* **TASK INSTRUCTIONS**
Across the records below, how many lines include the string "VerifyPinData"? Respond with the number only.

____

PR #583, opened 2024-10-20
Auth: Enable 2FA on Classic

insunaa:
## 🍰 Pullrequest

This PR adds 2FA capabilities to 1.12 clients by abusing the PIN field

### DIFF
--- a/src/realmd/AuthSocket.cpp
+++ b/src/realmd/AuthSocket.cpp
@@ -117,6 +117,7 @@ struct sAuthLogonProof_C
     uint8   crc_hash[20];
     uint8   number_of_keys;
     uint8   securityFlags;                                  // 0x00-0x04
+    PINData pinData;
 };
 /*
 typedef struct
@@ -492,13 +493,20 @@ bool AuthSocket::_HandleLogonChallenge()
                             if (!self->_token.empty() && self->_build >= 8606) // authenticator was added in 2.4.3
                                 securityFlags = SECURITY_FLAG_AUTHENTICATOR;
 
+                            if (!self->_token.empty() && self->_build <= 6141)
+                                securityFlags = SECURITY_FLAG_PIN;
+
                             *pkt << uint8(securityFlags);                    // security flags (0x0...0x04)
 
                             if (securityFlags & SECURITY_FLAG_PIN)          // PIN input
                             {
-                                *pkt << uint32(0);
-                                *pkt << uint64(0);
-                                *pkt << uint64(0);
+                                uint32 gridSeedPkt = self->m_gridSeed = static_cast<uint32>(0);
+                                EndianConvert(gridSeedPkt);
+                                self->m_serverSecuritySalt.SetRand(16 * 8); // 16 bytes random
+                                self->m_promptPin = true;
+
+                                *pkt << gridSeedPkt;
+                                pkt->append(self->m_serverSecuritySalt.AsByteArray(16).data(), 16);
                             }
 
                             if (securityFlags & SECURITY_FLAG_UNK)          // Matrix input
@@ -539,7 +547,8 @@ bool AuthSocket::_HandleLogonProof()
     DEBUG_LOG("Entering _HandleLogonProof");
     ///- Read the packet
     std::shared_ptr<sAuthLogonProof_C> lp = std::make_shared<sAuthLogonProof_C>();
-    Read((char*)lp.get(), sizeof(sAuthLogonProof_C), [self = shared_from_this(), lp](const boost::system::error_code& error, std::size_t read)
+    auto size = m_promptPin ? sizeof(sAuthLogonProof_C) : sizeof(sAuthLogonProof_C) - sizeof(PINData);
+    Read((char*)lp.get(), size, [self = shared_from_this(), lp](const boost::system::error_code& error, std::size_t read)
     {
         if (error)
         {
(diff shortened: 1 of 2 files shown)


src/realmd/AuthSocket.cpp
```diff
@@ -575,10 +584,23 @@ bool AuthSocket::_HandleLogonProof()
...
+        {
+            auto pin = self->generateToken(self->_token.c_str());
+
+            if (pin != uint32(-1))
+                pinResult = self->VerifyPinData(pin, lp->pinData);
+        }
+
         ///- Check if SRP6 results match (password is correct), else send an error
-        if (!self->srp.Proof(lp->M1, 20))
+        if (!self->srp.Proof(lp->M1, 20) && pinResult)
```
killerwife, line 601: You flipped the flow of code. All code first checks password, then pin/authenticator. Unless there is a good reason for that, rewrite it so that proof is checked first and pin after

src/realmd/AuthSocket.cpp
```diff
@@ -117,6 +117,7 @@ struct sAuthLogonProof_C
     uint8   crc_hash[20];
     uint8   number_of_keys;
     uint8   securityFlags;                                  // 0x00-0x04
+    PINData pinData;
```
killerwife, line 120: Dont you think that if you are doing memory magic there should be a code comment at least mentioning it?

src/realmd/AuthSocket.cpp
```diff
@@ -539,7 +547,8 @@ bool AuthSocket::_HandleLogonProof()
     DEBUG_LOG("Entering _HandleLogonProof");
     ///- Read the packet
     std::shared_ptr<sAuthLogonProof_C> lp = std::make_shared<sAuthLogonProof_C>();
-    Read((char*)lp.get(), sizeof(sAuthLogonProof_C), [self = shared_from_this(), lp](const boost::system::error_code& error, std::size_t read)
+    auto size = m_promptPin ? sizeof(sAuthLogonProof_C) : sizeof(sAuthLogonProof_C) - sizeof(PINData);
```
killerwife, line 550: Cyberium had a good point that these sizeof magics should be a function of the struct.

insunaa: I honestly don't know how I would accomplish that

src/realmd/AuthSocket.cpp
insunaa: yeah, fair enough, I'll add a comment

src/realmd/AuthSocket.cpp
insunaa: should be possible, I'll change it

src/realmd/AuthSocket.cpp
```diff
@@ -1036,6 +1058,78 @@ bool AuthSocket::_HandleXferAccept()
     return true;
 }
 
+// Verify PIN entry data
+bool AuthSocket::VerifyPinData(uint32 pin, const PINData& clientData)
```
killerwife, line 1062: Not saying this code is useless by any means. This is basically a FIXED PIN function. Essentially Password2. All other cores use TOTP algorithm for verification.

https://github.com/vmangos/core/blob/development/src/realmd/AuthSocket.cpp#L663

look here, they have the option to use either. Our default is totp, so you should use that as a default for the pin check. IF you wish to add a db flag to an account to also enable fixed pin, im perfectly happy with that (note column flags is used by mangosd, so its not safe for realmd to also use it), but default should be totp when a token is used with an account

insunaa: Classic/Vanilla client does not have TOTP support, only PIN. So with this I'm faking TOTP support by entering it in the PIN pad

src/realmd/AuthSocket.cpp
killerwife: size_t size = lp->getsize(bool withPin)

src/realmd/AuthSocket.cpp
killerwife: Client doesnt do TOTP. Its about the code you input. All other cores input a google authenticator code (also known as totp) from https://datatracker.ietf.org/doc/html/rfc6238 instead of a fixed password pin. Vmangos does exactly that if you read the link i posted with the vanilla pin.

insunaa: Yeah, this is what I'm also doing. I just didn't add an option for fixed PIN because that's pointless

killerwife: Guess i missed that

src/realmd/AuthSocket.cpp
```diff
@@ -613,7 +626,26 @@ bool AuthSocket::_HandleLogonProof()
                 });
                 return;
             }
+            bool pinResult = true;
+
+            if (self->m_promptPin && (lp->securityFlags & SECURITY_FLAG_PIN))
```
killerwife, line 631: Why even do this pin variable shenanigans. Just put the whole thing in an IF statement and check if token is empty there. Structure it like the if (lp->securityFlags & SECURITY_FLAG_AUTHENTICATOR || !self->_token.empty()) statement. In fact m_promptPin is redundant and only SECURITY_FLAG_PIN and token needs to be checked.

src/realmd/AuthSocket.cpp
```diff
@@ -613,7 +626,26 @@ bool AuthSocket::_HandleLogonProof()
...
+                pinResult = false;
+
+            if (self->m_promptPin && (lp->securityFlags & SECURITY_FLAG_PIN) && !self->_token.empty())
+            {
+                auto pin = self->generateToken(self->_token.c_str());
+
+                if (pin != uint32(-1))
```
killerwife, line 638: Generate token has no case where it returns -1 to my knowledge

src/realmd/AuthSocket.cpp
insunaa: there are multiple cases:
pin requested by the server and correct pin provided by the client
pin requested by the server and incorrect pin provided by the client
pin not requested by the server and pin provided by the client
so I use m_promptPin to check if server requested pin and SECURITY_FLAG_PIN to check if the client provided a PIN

____

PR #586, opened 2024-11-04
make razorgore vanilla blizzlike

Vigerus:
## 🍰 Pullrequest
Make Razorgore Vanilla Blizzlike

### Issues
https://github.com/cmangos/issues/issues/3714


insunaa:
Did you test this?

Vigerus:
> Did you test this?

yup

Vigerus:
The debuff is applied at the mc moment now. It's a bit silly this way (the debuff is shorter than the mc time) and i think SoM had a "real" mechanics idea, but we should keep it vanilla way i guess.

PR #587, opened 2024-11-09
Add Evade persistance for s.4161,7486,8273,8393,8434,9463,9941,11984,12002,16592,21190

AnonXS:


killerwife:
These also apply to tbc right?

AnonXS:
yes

____

* **SOLVED PROBLEM**
2